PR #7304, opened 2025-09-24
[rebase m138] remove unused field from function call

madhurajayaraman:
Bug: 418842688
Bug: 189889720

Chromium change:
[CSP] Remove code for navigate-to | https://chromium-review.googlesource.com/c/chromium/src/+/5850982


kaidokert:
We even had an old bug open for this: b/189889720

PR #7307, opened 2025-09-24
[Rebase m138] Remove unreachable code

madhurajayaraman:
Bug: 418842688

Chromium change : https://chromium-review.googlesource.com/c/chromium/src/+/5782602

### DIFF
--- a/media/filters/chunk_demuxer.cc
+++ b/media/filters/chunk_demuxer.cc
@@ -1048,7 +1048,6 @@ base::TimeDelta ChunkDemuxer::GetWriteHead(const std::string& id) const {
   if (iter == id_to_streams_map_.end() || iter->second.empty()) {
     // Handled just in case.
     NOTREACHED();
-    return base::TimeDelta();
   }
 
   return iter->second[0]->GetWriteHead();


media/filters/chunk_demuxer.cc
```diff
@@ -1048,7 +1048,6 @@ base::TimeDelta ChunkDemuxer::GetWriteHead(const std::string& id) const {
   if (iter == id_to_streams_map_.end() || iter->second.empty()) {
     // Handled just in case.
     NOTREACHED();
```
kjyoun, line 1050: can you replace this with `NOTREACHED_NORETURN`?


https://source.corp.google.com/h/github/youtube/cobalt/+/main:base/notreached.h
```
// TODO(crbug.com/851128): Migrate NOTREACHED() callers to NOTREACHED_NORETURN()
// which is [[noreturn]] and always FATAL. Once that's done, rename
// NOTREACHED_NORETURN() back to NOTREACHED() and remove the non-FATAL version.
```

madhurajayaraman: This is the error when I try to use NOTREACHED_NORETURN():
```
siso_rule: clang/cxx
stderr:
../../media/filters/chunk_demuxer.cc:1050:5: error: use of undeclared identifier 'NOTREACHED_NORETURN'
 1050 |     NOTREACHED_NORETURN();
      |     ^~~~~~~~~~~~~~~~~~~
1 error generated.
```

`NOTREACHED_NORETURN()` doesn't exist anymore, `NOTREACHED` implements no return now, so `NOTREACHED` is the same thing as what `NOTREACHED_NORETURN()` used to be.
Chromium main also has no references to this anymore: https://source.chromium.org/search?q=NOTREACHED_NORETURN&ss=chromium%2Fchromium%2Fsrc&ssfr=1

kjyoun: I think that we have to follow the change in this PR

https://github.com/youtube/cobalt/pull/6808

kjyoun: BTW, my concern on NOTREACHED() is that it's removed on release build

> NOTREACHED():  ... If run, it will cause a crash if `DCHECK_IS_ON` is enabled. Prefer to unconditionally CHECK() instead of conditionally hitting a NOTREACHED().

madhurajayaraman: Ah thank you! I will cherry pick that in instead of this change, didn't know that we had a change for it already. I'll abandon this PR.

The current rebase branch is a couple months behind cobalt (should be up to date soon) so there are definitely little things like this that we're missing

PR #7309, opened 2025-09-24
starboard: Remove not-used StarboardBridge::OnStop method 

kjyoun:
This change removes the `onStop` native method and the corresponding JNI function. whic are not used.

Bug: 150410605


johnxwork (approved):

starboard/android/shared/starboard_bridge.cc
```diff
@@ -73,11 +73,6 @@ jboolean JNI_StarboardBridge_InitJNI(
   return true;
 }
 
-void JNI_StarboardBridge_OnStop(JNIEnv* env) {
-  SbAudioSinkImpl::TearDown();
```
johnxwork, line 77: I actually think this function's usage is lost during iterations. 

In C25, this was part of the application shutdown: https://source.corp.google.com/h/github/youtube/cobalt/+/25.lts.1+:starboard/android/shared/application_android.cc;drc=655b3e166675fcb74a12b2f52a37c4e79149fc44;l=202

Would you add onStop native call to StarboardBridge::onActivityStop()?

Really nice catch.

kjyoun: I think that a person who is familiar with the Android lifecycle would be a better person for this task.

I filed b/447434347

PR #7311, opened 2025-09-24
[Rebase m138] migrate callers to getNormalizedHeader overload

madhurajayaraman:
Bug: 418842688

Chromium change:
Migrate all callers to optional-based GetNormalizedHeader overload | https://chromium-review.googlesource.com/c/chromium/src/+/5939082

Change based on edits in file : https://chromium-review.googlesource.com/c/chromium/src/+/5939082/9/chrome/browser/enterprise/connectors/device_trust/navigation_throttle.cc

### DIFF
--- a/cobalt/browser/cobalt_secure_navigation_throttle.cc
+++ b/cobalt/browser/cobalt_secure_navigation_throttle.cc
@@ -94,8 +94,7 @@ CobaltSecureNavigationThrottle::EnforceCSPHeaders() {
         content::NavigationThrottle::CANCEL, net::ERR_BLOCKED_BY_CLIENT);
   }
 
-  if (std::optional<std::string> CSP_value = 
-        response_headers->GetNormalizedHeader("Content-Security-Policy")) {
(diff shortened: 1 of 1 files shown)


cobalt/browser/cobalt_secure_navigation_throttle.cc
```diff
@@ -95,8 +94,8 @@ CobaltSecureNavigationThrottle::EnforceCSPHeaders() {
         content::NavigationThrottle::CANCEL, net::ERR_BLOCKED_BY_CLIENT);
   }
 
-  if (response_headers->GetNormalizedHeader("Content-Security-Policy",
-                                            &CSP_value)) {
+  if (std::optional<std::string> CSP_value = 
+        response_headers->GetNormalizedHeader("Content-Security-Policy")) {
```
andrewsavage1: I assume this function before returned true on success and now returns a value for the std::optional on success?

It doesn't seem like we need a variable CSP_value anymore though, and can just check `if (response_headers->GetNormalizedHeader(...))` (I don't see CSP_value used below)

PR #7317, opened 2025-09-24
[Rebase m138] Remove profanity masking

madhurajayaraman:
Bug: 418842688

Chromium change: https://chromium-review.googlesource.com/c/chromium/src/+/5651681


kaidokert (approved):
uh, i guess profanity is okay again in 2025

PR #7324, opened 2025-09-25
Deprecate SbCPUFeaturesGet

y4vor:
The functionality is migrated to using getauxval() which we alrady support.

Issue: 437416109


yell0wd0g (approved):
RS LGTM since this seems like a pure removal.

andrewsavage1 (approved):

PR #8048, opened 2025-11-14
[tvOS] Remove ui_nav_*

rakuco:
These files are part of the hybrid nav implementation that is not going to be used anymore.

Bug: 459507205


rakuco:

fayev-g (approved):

..............................

## WHAT YOU WILL DO
Could you repeat exactly the lines in the listing above from the one with "The current rebase" down to the one with "Really nice catch."? Include both of those lines.

## EXERCISE RESULT
The current rebase branch is a couple months behind cobalt (should be up to date soon) so there are definitely little things like this that we're missing

PR #7309, opened 2025-09-24
starboard: Remove not-used StarboardBridge::OnStop method 

kjyoun:
This change removes the `onStop` native method and the corresponding JNI function. whic are not used.

Bug: 150410605


johnxwork (approved):

starboard/android/shared/starboard_bridge.cc
```diff
@@ -73,11 +73,6 @@ jboolean JNI_StarboardBridge_InitJNI(
   return true;
 }
 
-void JNI_StarboardBridge_OnStop(JNIEnv* env) {
-  SbAudioSinkImpl::TearDown();
```
johnxwork, line 77: I actually think this function's usage is lost during iterations. 

In C25, this was part of the application shutdown: https://source.corp.google.com/h/github/youtube/cobalt/+/25.lts.1+:starboard/android/shared/application_android.cc;drc=655b3e166675fcb74a12b2f52a37c4e79149fc44;l=202

Would you add onStop native call to StarboardBridge::onActivityStop()?

Really nice catch.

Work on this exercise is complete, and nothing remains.